Arga bingung harus menjelaskan apa, sementara ia harus menenangkan hati Ibunya dengan jawaban-jawaban yang mungkin berbalut kebohongan lagi hanya demi membuat perasaan Ibunya tetap stabil.
"Papa masih di kantor, Ma." Jawab seseorang muncul dari ambang pintu rumah.
Lelaki berusia dua puluh tujuh tahun itu sudah kembali pulang ke rumah, lalu datang mendekati mereka. Namanya Bagas Eka Rajendra alias Bagas, Kakak Arga. Ia terduduk di samping Ibunya kemudian.
"Mama gak percaya." Geleng Nilam mulai menatap Arga. "Mama gak percaya sama ucapan Kakak kamu."
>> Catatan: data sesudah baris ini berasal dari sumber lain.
PR #128, opened 2025-05-19
ImmoScout: Web paths with SEO optimization to mobile params

leonbeon:
This PR adds the ability for the SEO optimized paths that the ImmoScout24 web app outputs to be converted to the usual query params that the mobile api uses.

These paths only appear when you use certain filters, and some of them supersede others. For example, most of the apartment type filters supersedes the balcony/garden filter, the latter is then represented as the usual query parameters. 

It also adds `newbuilding` to the allowed mobile params (for "Neubauwohnungen" filter"), and `handicappedaccessible` as an allowed equipment type (for "barrierefreie Wohnung" filter).

I tweaked the way equipment params are added to the mobileQuery variable to allow both sources of equipment types (web path conversion and the usual way via the actual params) to be merged.

Note that this only works for apartment renting for now. I assume the path structure is similar for houses and buying, but I haven't tested it. Maybe it would be better in the long run to write a function to build the web path segments, because they seem to follow a similar schema.

### DIFF
--- a/lib/services/immoscout/immoscout-web-translater.js
+++ b/lib/services/immoscout/immoscout-web-translater.js
@@ -79,6 +79,7 @@ const PARAM_NAME_MAP = {
   geocoordinates: 'geocoordinates',
   shape: 'shape',
   sorting: 'sorting',
+  newbuilding: 'newbuilding'
 };
 
 const EQUIPMENT_MAP = {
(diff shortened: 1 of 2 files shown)


orangecoding (approved):

orangecoding:
@leonbeon Thanks, I'm merging this and create a new release out of it, but for the sake of completeness, would you mind also including house purchase in a new pr?

PR #140, opened 2025-07-05
Typescript

vncnt-dev:
Hi there,

First of all, thank you for this great project — I really enjoy working with it!

This PR migrates the codebase from JavaScript to TypeScript. I undertook this migration primarily for myself, as I wanted to better understand the codebase and ensure more type safety while working with it. However, I believe this change could also benefit the main project in several ways:

- Improved maintainability: Type annotations make the code easier to understand and reason about.
- Fewer bugs: TypeScript helps catch common errors at compile time, reducing runtime issues.
- Better developer experience: Features like autocompletion and inline documentation are greatly improved when using TypeScript.

If you feel that sticking with JavaScript is the better fit for the project right now, I completely respect that — I just thought this migration might be a helpful option down the line.

At the moment, I’ve been using Bun as the package manager, mainly because of its built-in tooling for TypeScript support. That said, if you’d prefer the project to remain compatible with Yarn, I’d be more than happy to put in the work to make that adjustment — just let me know!

**I also noticed that there is another large open PR pending**. I totally understand if that one has priority. I wasn't sure how active it currently is, but just in case this PR is of interest, I wanted to go ahead and submit it. I'm more than happy to wait if you decide to prioritize the other PR or if you'd like to revisit this one later.

Let me know if there's anything I should adjust or if you'd like to discuss the migration further!

Thanks again


orangecoding:
Hey. Thanks so much for all the effort. Personally due to many reasons I'm not a big fan of typescript. (Whichever ehy Fredy is written in ts) 
Tbh I would rather rewrite it in go than to do it in ts ;-))


However your fork should not get lost. I could think of referring to your fork for those who like ts more than js. Question is if this is a one-of or if you want to take on maintaining it futurewise ;)

vncnt-dev:
Thanks for the honest response — totally understandable, and I appreciate you taking the time to consider it!

I’ll definitely continue maintaining the fork independently, but probably not as a strict 1:1 TypeScript mirror of the original. Most likely, I’ll selectively pull in some of the commits of this project where they make sense, while also making changes of my own. However, this means, that over time the two codebases diverge even more than they already have.

orangecoding:
That is fine & the nature of open source. I'm curious to see where your ideas will lead Fredy. If you have a good idea, you might want to give me a ping futurewise ;)

PR #142, opened 2025-07-22
Remove leading commas from listings in Telegram messages

alexanderroidl:
This MR includes:
* Remove comma prefixes in Telegram messages
* Icon alignment with text
* [Fixed an ESLint error](https://github.com/orangecoding/fredy/pull/142/files#diff-9ddbe1217b7598ed35e7a1d9d7d5f3f6eb10a4761008990d70a40f0da289caab)
* [Added a missing word to ImmoScout24 hint](https://github.com/orangecoding/fredy/pull/142/files#diff-9ddbe1217b7598ed35e7a1d9d7d5f3f6eb10a4761008990d70a40f0da289caab)

# Comma prefixes in Telegram messages

**The way Telegram message chunks were concatenated before lead to a leading comma for every subsequent listing after the first one found:**

telegram-comma

This is due to an array of strings being added to the message string directly:

https://github.com/orangecoding/fredy/blob/d89b0782378f52126855e9221389c48aedddf28e/lib/notification/adapter/telegram.js#L29-L34

I changed it to append to an array of strings, each acting as a paragraph, to be later concatenated using newlines.

# Icon alignment with text

As can be seen below, when setting all icon's `vertical-alignment` property to `middle`, they become perfectly aligned with the text, instead of being a little bit too high.

icon-alignment

### DIFF
--- a/lib/notification/adapter/telegram.js
+++ b/lib/notification/adapter/telegram.js
@@ -22,16 +22,18 @@ export const send = ({ serviceName, newListings, notificationConfig, jobKey }) =
   const { token, chatId } = notificationConfig.find((adapter) => adapter.id === config.id).fields;
   const job = getJob(jobKey);
   const jobName = job == null ? jobKey : job.name;
-  //we have to split messages into chunk, because otherwise messages are going to become too big and will fail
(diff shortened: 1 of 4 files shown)


orangecoding:
Looks good. Thanks for your contribution.

PR #239, opened 2024-10-16
Move arrow_array arrow_schema and arrow_array_schema_proxy implem to …

Alex-PLACET:
…cpp files

To fix issues with the release_arrow_schema and release_arrow_array adresses.
The code is copy pasted + SPARROW_API and some includes. There is no modification in the impl


test/test_arrow_array.cpp
```diff
@@ -282,21 +283,21 @@ TEST_SUITE("C Data Interface")
         {
```
Alex-PLACET, line 283: Starting from this point it's only formatting

DerThorsten (approved):

PR #241, opened 2024-10-16
Implemented arrow data getter / extraction

JohanMabille:


test/test_array.cpp
```diff
@@ -72,6 +72,121 @@ namespace sparrow
...
+                ArrowArray ar{};
+                test::fill_schema_and_array<scalar_value_type>(sc, ar, size, offset, {});
+                array a(std::move(ar), std::move(sc));
+
+                ArrowSchema* sc_ptr = nullptr;
+                ArrowArray* ar_ptr = nullptr;
+                a.get_arrow_array(ar_ptr).get_arrow_schema(sc_ptr);
+
+                auto pa = primitive_array<scalar_value_type>(arrow_proxy(ar_ptr, sc_ptr));
+
```
Alex-PLACET, line 143: You have to call the release callback of both array and schema and delete both pointers.

test/test_array.cpp
```diff
@@ -72,6 +72,121 @@ namespace sparrow
...
+                test::fill_schema_and_array<scalar_value_type>(sc, ar, size, offset, {});
+                array a(&ar, &sc);
+
+                ArrowSchema* sc_ptr = nullptr;
+                ArrowArray* ar_ptr = nullptr;
+                a.get_arrow_array(ar_ptr).get_arrow_schema(sc_ptr);
+
+                auto pa = primitive_array<scalar_value_type>(arrow_proxy(ar_ptr, sc_ptr));
+
+                CHECK_EQ(pa, pa_ctrl);
```
Alex-PLACET, line 128: You have to call the release callback of both array and schema and delete both pointers.

Alex-PLACET (changes requested):

test/test_array.cpp
JohanMabille: `ar_ptr` points to `&ar` and `sc_ptr` points to `&sc` so they should not be deleted (`ar` and `sc` are allocated on the stack and will be destroyed at the end of the scope). The release methods of these structures must still be called though, I find it more intuitive to call them on the original structure (i.e. `ar` and `sc`).

test/test_array.cpp
JohanMabille: ar_ptr points to &ar and sc_ptr points to &sc so they should not be deleted (ar and sc are allocated on the stack and will be destroyed at the end of the scope). The release methods of these structures must still be called though, I find it more intuitive to call them on the original structure (i.e. ar and sc).

Alex-PLACET: You are right for this one the ar_ptr and sc_ptr are pointers over ar and sc.

test/test_array.cpp
Alex-PLACET: I mixed with extrat. You are right, a will release the array and schema.

Alex-PLACET (approved):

Arga berpaling menatap Bagas. Detik berikutnya, lelaki itu mengangguk seolah memberi isyarat. Arga mengerti dan berpaling menatap ibunya lagi. "Ma. Apa yang di katakan Kak Bagas, benar. Papa masih harus membereskan pekerjaannya di kantor."
Nilam menatap kedua anaknya bergantian. Ada sesuatu yang membuat ia akhirnya percaya meski perasaannya merasa ada kejanggalan terhadap suaminya.
"Mama istirahat, ya." Bagas menuntun Nilam tuk kembali duduk di sofanya sambil memanggil Bik Ratih yang mendadak kembali muncul dari dapur, memintanya tuk menemani sang Ibu.
Bik Ratih mengangguk dan berjalan menuju Nilam, menemani majikannya kembali duduk di sofa. "Ibu, saya akan menemani Ibu istirahat, ya," kata Bik Ratih dengan suara yang lembut dan penuh kepedulian.
Nilam menatap Bik Ratih dengan mata yang masih kosong, tapi ada sesuatu yang berbeda di dalamnya. Ada sesuatu yang seperti... kepercayaan. Ia kemudian mengangguk dan membiarkan Bik Ratih menemani dirinya.
Bagas berdiri dan memandang Arga dengan mata yang serius.
Arga mengangguk seolah memahami tatapan itu, ia bergerak mengikuti Bagas ke arah ruang lain. Mereka berdua kemudian saling berhadapan setibanya mereka di ruang tamu.